WHAT YOU HAVE TO DO ::
Only the stretch of the listing below that runs from the line with "screen shot 2017-02-28 at 12 24 07" through the line with "screen shot 2017-02-28 at 12 36 05" is to be printed, exactly and with both ends.

-*-

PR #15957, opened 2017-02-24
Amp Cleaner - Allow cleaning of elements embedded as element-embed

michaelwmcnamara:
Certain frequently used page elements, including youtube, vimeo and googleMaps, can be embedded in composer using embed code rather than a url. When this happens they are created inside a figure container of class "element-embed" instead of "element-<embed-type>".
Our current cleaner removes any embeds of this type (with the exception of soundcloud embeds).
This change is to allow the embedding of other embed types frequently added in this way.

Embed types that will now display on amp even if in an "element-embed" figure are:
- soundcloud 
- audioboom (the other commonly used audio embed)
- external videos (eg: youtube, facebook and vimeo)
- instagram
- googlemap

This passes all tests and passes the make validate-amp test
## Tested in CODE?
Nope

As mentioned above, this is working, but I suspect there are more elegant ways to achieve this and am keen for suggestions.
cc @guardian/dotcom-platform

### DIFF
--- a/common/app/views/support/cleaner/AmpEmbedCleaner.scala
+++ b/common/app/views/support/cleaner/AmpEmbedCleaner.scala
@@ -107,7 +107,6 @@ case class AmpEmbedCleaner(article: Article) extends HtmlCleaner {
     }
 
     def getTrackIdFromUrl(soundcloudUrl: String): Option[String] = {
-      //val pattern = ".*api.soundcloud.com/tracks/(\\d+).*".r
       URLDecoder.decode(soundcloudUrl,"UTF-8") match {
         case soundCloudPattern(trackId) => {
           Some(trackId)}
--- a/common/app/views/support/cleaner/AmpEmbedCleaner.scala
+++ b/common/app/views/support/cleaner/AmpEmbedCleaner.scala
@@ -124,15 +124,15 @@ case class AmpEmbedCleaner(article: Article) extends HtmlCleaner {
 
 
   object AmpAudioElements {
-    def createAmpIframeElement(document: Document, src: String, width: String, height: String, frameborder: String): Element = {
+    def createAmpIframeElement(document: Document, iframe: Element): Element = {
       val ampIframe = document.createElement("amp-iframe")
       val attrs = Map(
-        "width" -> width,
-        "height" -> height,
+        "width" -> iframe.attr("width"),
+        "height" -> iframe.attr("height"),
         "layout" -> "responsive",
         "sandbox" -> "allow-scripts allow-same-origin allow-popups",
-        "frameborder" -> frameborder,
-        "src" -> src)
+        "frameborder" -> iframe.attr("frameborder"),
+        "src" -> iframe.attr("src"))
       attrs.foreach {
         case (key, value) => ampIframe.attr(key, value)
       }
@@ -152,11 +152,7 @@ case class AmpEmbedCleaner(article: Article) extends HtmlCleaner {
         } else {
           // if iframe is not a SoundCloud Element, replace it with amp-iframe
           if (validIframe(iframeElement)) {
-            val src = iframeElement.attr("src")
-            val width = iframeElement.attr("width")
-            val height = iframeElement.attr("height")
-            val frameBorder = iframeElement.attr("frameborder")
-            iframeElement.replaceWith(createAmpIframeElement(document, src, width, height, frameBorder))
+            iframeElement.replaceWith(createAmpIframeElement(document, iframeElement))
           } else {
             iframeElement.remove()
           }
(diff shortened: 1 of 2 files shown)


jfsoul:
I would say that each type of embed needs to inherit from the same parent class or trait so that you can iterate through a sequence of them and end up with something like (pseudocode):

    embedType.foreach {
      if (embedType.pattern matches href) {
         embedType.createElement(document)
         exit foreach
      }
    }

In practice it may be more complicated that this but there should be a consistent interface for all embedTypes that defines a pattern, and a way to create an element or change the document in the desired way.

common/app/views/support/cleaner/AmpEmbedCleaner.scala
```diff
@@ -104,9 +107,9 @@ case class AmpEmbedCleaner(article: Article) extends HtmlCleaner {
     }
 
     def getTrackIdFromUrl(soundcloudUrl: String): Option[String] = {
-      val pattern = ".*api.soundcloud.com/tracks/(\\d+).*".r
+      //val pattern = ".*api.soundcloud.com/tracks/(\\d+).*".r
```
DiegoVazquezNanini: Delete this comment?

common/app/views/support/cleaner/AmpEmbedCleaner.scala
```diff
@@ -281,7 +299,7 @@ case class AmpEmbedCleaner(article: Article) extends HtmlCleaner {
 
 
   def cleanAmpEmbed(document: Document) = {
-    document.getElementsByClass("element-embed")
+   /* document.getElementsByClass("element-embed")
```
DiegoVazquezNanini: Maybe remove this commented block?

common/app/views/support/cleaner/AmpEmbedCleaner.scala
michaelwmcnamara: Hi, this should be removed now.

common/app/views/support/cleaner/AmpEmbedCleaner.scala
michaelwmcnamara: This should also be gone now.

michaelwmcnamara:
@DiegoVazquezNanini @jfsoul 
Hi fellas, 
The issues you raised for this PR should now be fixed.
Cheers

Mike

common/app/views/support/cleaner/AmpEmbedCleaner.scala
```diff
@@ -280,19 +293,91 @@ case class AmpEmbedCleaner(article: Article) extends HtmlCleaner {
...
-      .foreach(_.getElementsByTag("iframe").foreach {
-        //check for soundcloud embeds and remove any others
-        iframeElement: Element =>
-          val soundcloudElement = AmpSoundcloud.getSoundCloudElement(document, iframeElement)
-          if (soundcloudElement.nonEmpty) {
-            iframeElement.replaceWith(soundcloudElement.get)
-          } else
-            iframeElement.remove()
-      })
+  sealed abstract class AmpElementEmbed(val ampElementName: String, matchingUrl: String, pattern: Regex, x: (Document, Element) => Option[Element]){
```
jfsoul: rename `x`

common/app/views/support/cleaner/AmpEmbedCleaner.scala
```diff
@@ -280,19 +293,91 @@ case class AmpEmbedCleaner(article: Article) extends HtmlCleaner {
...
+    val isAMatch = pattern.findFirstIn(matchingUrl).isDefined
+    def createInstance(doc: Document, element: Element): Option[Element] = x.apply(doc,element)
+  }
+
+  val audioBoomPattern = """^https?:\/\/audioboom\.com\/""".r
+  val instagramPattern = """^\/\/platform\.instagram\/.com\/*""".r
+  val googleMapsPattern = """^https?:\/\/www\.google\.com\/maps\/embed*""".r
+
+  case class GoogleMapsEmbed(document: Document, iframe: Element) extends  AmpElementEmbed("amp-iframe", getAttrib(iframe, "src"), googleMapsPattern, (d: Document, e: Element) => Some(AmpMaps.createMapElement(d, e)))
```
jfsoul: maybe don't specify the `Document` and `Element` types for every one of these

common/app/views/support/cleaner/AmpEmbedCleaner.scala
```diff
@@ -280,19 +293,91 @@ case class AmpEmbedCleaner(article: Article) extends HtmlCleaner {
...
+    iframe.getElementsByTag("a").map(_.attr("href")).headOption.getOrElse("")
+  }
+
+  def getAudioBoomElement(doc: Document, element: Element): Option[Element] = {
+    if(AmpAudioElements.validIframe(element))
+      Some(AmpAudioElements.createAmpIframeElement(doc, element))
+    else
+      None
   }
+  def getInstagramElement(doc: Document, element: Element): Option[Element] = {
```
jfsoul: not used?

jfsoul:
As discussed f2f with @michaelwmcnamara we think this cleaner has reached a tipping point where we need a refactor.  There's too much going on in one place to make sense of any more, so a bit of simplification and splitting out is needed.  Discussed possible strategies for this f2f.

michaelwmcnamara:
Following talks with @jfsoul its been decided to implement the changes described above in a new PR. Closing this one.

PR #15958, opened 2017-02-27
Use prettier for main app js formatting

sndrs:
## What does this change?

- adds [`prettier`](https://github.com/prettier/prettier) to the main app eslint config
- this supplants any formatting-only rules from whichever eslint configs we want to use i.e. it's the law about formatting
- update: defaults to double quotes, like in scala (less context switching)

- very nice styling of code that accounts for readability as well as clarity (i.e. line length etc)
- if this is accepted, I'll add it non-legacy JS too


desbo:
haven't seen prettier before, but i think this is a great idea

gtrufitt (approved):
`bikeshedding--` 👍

-*-

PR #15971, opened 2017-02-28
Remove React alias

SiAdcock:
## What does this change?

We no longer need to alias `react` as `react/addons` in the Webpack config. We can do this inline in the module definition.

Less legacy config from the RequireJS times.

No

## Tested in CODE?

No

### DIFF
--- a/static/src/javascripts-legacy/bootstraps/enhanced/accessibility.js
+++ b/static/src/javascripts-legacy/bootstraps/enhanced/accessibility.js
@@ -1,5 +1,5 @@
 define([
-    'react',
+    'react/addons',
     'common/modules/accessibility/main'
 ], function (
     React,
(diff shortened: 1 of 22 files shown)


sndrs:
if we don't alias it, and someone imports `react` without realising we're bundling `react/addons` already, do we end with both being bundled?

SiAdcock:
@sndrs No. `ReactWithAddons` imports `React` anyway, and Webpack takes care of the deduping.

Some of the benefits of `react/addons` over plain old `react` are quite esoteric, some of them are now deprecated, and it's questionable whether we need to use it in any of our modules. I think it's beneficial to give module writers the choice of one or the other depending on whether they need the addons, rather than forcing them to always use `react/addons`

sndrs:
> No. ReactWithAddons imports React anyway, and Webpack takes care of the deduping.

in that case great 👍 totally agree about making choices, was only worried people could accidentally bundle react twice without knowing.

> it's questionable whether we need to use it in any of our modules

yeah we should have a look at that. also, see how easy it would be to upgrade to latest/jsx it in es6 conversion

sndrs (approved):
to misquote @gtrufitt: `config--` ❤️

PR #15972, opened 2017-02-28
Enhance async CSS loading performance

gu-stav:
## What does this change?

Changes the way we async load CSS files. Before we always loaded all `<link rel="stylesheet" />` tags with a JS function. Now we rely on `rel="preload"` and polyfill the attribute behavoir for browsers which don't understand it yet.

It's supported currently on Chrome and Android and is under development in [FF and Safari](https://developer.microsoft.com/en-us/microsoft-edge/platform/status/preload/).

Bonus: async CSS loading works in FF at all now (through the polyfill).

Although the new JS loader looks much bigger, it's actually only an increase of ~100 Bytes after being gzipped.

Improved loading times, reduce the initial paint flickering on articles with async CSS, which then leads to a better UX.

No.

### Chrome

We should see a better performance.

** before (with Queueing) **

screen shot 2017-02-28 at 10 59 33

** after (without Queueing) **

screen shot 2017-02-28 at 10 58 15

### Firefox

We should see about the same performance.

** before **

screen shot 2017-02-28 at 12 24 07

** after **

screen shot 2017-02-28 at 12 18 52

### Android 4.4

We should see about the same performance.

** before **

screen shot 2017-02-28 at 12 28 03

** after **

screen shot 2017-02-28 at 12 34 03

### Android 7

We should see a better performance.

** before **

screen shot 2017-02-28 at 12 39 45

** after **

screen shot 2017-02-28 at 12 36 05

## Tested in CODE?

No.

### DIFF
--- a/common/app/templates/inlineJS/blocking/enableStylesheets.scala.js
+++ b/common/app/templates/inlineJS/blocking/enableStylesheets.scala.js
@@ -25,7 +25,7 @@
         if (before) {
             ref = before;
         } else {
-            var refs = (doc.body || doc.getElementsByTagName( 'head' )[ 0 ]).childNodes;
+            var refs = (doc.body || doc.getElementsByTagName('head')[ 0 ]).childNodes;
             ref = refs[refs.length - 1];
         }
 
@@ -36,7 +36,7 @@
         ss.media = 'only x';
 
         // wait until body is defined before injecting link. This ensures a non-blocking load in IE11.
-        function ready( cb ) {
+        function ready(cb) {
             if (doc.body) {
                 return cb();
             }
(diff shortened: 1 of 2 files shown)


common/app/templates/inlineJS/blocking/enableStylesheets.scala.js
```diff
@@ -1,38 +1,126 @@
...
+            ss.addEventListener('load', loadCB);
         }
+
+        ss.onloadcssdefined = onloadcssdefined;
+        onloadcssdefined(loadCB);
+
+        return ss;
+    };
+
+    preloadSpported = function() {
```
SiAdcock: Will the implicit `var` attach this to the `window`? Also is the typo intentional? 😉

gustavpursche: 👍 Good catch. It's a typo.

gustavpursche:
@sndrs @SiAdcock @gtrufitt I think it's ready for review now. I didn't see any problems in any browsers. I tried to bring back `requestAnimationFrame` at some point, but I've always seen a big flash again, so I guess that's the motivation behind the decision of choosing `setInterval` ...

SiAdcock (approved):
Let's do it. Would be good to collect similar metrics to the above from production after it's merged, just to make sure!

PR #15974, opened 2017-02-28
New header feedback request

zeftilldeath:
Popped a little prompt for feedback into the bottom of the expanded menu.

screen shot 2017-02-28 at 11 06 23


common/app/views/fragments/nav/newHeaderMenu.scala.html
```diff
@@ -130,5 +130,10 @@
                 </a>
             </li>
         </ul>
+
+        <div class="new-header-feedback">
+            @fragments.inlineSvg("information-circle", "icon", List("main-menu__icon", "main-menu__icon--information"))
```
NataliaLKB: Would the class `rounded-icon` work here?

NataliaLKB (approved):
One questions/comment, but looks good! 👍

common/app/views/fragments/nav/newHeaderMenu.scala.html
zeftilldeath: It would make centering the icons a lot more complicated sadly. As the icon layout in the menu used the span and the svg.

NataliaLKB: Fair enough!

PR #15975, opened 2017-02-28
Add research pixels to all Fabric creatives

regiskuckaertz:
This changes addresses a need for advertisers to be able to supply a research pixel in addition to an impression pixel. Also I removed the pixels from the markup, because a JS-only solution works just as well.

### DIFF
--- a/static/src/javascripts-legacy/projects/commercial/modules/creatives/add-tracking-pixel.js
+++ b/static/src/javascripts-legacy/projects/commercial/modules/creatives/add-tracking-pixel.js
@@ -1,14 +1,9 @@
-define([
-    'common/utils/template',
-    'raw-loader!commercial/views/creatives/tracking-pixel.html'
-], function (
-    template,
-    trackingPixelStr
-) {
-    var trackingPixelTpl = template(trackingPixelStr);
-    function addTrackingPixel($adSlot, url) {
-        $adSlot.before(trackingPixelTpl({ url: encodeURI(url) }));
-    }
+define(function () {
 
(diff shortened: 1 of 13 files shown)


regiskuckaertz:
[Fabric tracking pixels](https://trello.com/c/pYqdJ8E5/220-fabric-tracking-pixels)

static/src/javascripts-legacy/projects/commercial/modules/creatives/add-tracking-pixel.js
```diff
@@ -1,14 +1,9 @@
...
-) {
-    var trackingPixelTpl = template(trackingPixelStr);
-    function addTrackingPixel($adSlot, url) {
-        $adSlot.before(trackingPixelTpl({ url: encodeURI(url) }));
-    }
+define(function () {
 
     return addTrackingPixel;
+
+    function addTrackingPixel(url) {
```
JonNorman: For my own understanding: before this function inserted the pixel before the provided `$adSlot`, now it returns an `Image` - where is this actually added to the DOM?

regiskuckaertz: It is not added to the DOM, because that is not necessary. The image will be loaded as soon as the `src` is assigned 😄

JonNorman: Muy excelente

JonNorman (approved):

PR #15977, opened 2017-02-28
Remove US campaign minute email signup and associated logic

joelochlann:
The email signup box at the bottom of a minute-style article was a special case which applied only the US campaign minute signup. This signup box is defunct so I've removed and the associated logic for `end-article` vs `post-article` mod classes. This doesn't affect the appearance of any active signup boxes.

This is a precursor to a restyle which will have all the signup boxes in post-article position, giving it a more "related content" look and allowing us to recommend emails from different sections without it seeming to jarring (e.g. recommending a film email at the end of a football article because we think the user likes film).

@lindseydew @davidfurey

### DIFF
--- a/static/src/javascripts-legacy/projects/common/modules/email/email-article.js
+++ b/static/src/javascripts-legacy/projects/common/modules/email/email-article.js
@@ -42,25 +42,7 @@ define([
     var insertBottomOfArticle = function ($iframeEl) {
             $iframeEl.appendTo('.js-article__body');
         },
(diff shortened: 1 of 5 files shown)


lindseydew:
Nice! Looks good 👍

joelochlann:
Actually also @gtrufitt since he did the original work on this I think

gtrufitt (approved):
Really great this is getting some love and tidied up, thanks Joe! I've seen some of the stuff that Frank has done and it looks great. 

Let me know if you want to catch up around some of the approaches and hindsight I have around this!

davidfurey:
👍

-*-

YOUR SOLUTION ::
screen shot 2017-02-28 at 12 24 07

** after **

screen shot 2017-02-28 at 12 18 52

### Android 4.4

We should see about the same performance.

** before **

screen shot 2017-02-28 at 12 28 03

** after **

screen shot 2017-02-28 at 12 34 03

### Android 7

We should see a better performance.

** before **

screen shot 2017-02-28 at 12 39 45

** after **

screen shot 2017-02-28 at 12 36 05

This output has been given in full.